- Born: c. 1922 Sioux Falls, South Dakota
- Died: August 29, 1990 Baltimore, Maryland
- Occupation: Physician
- Known for: one of the founders of the field of cytopathology
- Spouse: Moira Keane
- Children: 7

= John K. Frost =

John Kingsbury Frost (c. 1922 – 1990) was an American physician specializing in the field of cytopathology - the microscopic study of individual body cells to detect cancer and other diseases. The first area of the body to be studied in this way was the female genital tract, using the Pap smear invented by Georgios Papanikolaou. Frost and other physicians expanded the field to allow for cytopathologic evaluation of the lung, bladder, and many other body sites. Frost was best known as a teacher of cytopathology. He organized and directed a school of cytotechnology and created and led a postgraduate Institute to teach the techniques to physicians.

==Early life and education==
Frost was born in Sioux Falls, South Dakota. He attended the University of California, Berkeley for his undergraduate degree. He received his medical degree from the University of California, San Francisco. He served in the United States Army for five years, 1948 to 1953, attaining the rank of lieutenant colonel.

==Career==
In 1956 he took a position as an assistant professor of obstetrics and gynecology at Johns Hopkins Hospital in Baltimore, Maryland, where he remained for his entire career until his retirement in 1989. In 1959 he was the founding head of the division of cytopathology and continued to direct the division for 30 years.

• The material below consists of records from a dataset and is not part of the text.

PR #2080, opened 2025-05-02
fix(docs): body wider than page container

trishalim:
Before: the TOC is outside the container. It's not aligned with the top nav.
image

After
image

This fixes the docs body width, but cuts off the twoslash tooltips
image

It used to be able to overflow outside of the docs content
image

This doesn't happen too often. I suggest we keep each line in the code samples shorter to minimize this. I've not found a solution that caters to both problems.

### DIFF
--- a/homepage/homepage/lib/docMdxContent.tsx
+++ b/homepage/homepage/lib/docMdxContent.tsx
@@ -42,7 +42,7 @@ export async function getDocMetadata(framework: string, slug?: string[]) {
 
 function DocProse({ children }: { children: React.ReactNode }) {
   return (
-    <Prose className="overflow-x-hidden lg:overflow-x-visible lg:flex-1 pb-8 pt-[calc(61px+2rem)] md:pt-8 md:max-w-3xl mx-auto">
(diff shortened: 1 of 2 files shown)


homepage/homepage/lib/docMdxContent.tsx
```diff
@@ -42,7 +42,7 @@ export async function getDocMetadata(framework: string, slug?: string[]) {
 
 function DocProse({ children }: { children: React.ReactNode }) {
   return (
-    <Prose className="overflow-x-hidden lg:overflow-x-visible lg:flex-1 pb-8 pt-[calc(61px+2rem)] md:pt-8 md:max-w-3xl mx-auto">
+    <Prose className="overflow-hidden pb-8 pt-[calc(61px+2rem)] md:pt-8 md:max-w-3xl mx-auto">
```
jmsv, line 45: where does `calc(61px+2rem)` come from?

jmsv (approved):
lgtm!

homepage/homepage/lib/docMdxContent.tsx
trishalim: 61px is the height of the top nav
2rem is pt-8
So I added both since the top nav is position absolute on mobile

He was the author of 347 publications, including the definitive monograph on the subject of cytopathology, The Cell in Health and Disease, published in 1969 with a second edition in 1986.

In addition to diagnostic services and professional training, his laboratory also carried out research, notably in the creation of the dyes (stains) which are used to highlight the characteristics of the cells so they can be evaluated. The most popular nuclear stain, the Gill hematoxylin series, was created in Frost's cytopathology department in the 1970s by cytotechnologist Gary W. Gill.

Frost died August 29, 1990, in Baltimore. The cause of death was from complications of therapy of lung cancer, although he was a lifelong nonsmoker.

==Recognition==
The division he founded and led at Hopkins is now named the John K. Frost Cytopathology Laboratory.

In 1979 he received the Maurice Goldblatt Cytology Award from the International Academy of Cytology. It is the highest award in the field. The citation described him as "the most prominent educator and teacher of cytopathology in the United States."